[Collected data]
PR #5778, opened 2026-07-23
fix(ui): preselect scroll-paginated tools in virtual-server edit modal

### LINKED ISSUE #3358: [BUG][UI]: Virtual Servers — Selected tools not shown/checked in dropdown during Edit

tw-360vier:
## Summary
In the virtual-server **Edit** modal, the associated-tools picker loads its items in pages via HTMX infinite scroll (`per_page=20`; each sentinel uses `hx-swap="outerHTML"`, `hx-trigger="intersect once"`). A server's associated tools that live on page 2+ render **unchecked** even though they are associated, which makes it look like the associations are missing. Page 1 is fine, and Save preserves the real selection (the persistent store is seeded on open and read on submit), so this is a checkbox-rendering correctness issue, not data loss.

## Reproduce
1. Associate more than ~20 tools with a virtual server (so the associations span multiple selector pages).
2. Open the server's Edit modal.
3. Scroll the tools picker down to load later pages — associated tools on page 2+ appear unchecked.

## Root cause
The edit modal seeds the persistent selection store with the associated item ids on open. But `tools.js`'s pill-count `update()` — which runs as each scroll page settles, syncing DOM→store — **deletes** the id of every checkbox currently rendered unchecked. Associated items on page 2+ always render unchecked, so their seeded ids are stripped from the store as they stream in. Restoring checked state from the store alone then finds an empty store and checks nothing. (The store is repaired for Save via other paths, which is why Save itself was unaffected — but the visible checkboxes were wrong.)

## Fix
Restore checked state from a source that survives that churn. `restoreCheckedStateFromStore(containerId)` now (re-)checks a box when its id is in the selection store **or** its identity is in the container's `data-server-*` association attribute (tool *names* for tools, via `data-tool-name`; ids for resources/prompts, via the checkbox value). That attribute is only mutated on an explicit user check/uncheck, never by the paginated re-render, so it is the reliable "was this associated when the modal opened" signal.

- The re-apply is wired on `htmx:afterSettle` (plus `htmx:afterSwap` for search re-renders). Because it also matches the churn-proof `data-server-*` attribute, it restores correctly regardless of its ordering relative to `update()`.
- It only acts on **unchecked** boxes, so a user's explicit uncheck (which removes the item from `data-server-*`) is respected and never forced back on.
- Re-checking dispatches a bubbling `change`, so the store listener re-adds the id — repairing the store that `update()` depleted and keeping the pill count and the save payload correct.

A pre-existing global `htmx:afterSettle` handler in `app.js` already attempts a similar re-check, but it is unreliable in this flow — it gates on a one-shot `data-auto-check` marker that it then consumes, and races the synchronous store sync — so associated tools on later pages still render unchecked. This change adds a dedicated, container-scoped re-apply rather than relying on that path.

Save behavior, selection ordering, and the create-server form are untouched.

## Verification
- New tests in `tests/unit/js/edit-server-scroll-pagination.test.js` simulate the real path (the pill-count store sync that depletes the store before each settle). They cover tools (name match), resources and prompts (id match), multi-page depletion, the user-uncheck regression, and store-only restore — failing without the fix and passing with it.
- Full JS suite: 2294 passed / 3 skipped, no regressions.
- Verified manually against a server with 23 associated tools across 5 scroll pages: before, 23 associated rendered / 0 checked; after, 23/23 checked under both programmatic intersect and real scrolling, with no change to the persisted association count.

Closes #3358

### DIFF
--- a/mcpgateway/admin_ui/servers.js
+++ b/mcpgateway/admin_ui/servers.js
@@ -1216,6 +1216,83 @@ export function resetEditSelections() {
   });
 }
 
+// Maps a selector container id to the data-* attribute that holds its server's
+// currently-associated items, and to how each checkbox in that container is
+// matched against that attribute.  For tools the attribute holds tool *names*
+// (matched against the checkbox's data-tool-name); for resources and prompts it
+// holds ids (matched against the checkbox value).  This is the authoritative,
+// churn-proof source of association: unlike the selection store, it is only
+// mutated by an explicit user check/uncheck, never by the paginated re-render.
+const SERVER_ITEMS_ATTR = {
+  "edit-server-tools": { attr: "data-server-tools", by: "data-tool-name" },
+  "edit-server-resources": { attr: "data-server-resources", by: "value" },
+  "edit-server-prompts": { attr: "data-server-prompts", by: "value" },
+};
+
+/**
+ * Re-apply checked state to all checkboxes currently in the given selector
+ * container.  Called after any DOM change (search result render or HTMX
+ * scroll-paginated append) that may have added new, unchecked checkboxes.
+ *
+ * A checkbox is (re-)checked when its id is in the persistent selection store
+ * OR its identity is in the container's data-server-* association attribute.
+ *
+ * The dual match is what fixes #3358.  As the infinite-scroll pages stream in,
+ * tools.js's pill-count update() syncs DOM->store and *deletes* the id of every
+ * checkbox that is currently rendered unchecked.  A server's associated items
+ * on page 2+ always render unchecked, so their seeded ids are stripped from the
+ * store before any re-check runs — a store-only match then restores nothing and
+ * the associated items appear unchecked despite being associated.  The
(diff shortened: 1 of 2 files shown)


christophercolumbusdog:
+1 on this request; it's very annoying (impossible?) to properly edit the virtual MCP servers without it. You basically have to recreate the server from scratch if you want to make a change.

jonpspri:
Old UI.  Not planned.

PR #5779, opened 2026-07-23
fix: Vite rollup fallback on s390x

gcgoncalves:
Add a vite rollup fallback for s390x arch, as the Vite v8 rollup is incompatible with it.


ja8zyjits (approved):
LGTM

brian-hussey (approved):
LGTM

- **Exercise prompt**
Locate the word "associations" in the entries, and copy every line where it is found.

- **Output of the exercise**
In the virtual-server **Edit** modal, the associated-tools picker loads its items in pages via HTMX infinite scroll (`per_page=20`; each sentinel uses `hx-swap="outerHTML"`, `hx-trigger="intersect once"`). A server's associated tools that live on page 2+ render **unchecked** even though they are associated, which makes it look like the associations are missing. Page 1 is fine, and Save preserves the real selection (the persistent store is seeded on open and read on submit), so this is a checkbox-rendering correctness issue, not data loss.
1. Associate more than ~20 tools with a virtual server (so the associations span multiple selector pages).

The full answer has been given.